Keep in mind, strength programs with low volume don't require a lot of calories to recover from as opposed to higher volume bodybuilding style workouts.

I'd increase the number of sets per workout and add in some HIIT for 15 mins post workout. Then when you get back in shape you can adjust your diet/cardio as you need to start gaining weight again, except without all the unwanted fat.


----------



## bflare (Apr 20, 2017)

anabolik said:


> Sounds like you've got your diet pretty much in check though only you really know if you're tracking your calories precisely so we'll have to trust you on that one. If your current calories have you gaining weight then I'd simply keep your diet as it is and start to increase your training and cardio to strip the fat off that you've recently gained.

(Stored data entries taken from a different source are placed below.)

PR #2100, opened 2024-05-13
DOC-861: H-L

freakwriter:
Credentials nodes updates for nodes beginning with the letters H through L, except for:

- HTTP Request
- LinkedIn


freakwriter:
@StarfallProjects I'm still working on this one, but could you review the HubSpot credential? I made some major changes to that and I'd like to be sure I am on the correct path. In a nutshell:

The Developer API auth method wasn't previously documented at all.

After some research, I surfaced two issues in Linear that make it seem like the Developer API is required for the Trigger node:
- [N8N-1859](https://linear.app/n8n/issue/N8N-1859/credential-documentation-for-hubspot-developer-api)
- [NODE-342](https://linear.app/n8n/issue/NODE-342/hubspot-trigger-credential-mark-developer-api-key-as-required)

So I added the Developer API instructions, tested them as I went to be sure they worked, and added some text indicating which authentication methods were compatible with which nodes.

I also split out the section on recommended scopes into their own sections so they could be linked to.

All of that is a bit outside of the standard template. I'm guessing you might have more feedback on this set of changes than others, so I was hoping I could get you to review only that file right now.

docs/integrations/builtin/credentials/hubspot.md
```diff
@@ -6,70 +6,89 @@ contentType: integration
...
 
-Create a [HubSpot](https://www.hubspot.com/){:target=_blank .external-link} account.
+Create a [HubSpot](https://www.hubspot.com/){:target=_blank .external-link} account or [HubSpot developer](https://developers.hubspot.com/){:target=_blank .external-link} account.
 
-## Using OAuth
+## Supported authentication methods
 
-/// note | Note for n8n Cloud users
-You can skip these steps. Enter the credential name, then select **Connect my account** in the OAuth section to connect your HubSpot account to n8n.
+- API App token: Used with [HubSpot](/integrations/builtin/app-nodes/n8n-nodes-base.hubspot/) node
```
StarfallProjects, line 20:
```suggestion
- API app token: Used with [HubSpot](/integrations/builtin/app-nodes/n8n-nodes-base.hubspot/) node
```

docs/integrations/builtin/credentials/hubspot.md
```diff
@@ -6,70 +6,89 @@ contentType: integration
...
+
+## Using OAuth2
+
+--8<-- "_snippets/integrations/builtin/credentials/cloud-oauth-button.md"
+
+If you need to configure OAuth2 from scratch, you'll need to create a public app. Refer to the instructions in the [HubSpot Public Apps documentation](https://developers.hubspot.com/docs/api/creating-an-app){:target=_blank .external-link}. If you need more detail on what's happening in the OAuth web flow, refer to the [HubSpot Working with OAuth documentation](https://developers.hubspot.com/docs/api/working-with-oauth){:target=_blank .external-link}.
+
+Authenticating the credential can fail if you don't use appropriate scopes. See [Recommended scopes for HubSpot node](#recommended-scopes-for-hubspot-node) and/or [Recommended scopes for HubSpot Trigger node](#recommended-scopes-for-hubspot-trigger-node) for suggested scopes for this app.
+
+## Recommended scopes for HubSpot node
```
StarfallProjects, line 58: I don't think these are just recommended, I think they're required. Can you rephrase at appropriate points to make clear they need to grant these scopes.

Are these just for OAuth, or are they for API App Token as well? If they're just for OAuth, I would make them heading level 3 so they nest within the OAuth section.

docs/integrations/builtin/credentials/hubspot.md
StarfallProjects: Should this be API app token, or just app token? In the interface it's just app token, and I wonder if calling it API app token could confuse users with the old deprecated API key credential?

freakwriter: Oh that's an excellent idea for clarity!

docs/integrations/builtin/credentials/hubspot.md
freakwriter: Good call. Adjustments made:
- All scopes shifted from recommended/suggested to required
- Added required scopes to the App token situation (original instructions didn't include these, but you're right--they'd both need it)
- Removed the required scopes for trigger node references from OAuth2 (and the App token)
- Since the trigger node really only works with the Developer API auth method, I shifted the required scopes for trigger node to a heading level 3 and moved it within the Developer API method. I left the Hubspot node required scopes as heading level 2 since it's now referenced by both App token and OAuth2.

freakwriter:
@StarfallProjects two of these credentials have a much lengthier title in the ToC:
- LDAP credentials - n8n Documentation
- LoneScale credentials - n8n Documentation

I was guessing for LDAP this might have been done for SEO purposes, but I couldn't really think of a reason why it was done for LoneScale.

Do you know if there's a rationale here? I'm wondering if either one was an accident or, if there was an intention for it, my suggestion would be to add a comment in each file to explain why the lengthier title is being used.

StarfallProjects:
No reason for those titles - have fixed.

docs/integrations/builtin/credentials/lingvanex.md
```diff
@@ -6,28 +6,27 @@ contentType: integration
...
-</div>
+Refer to [Lingvanex's Cloud API documentation](https://docs.lingvanex.com/reference/overview){:target=_blank .external-link} for more information about the service.
+
+## Using API key
+
+To configure this credential, you'll need:
+
+- An **API Key**: Generate an API key from your **Account** page. Refer to [Where can I get the authorization key?](https://docs.lingvanex.com/reference/translator-service-faq#where-can-i-get-the-authorization-key){:target=_blank .external-link} for more detailed instructions.
+
+You'll [receive a $1 credit when you create an API key](https://docs.lingvanex.com/reference/translator-service-faq#is-there-a-free-plan){:target=_blank .external-link}.
```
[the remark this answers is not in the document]
StarfallProjects: This feels like a detail that could easily change. Do you think there is a strong reason to include it?

StarfallProjects (changes requested):
Just one detail I want to confirm if we need to include - see inline comments

docs/integrations/builtin/credentials/lingvanex.md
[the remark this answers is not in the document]
freakwriter: The original write-up had more information about this, so this was me condensing it down. But I'll happily remove it, since it seems like an odd thing for us to reference.

freakwriter:
> Just one detail I want to confirm if we need to include - see inline comments

I accepted that suggestion, since I was also on the fence about that detail. I think this is good to go now then?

Cutting calories seems like it would do you more harm than good, to me it sounds like your metabolism needs a big boost and the extra training and cardio will give you just that.
> 
> Keep in mind, strength programs with low volume don't require a lot of calories to recover from as opposed to higher volume bodybuilding style workouts.
> 
> I'd increase the number of sets per workout and add in some HIIT for 15 mins post workout. Then when you get back in shape you can adjust your diet/cardio as you need to start gaining weight again, except without all the unwanted fat.


 Thank you and good advice. I started doing a duration of HIIT on my off day but I will add it post workout if you don't think it will hinder any strength gains etc?

Regarding the strength program I'm doing. I follow the sets and reps which are 3 x 5 and add weight every other workout if I can, I can finish the workout in 45 mins. After the workout I still have loads of energy and could easily continue and have for another hour. Is this a good indicator that the volume is too low? I am planning on increasing my bench from 3 x 5 to 3 x 8 to 12 and my ohp the same. Any additional advice on this?

Thanks again.


----------



## Ultrasonic (Jul 13, 2004)

bflare said:


> Thank you and good advice. I started doing a duration of HIIT on my off day but I will add it post workout if you don't think it will hinder any strength gains etc?


 My tuppence worth...

Meaningful HIIT should basically be impossible after a lower body workout - you're not training hard enough otherwise.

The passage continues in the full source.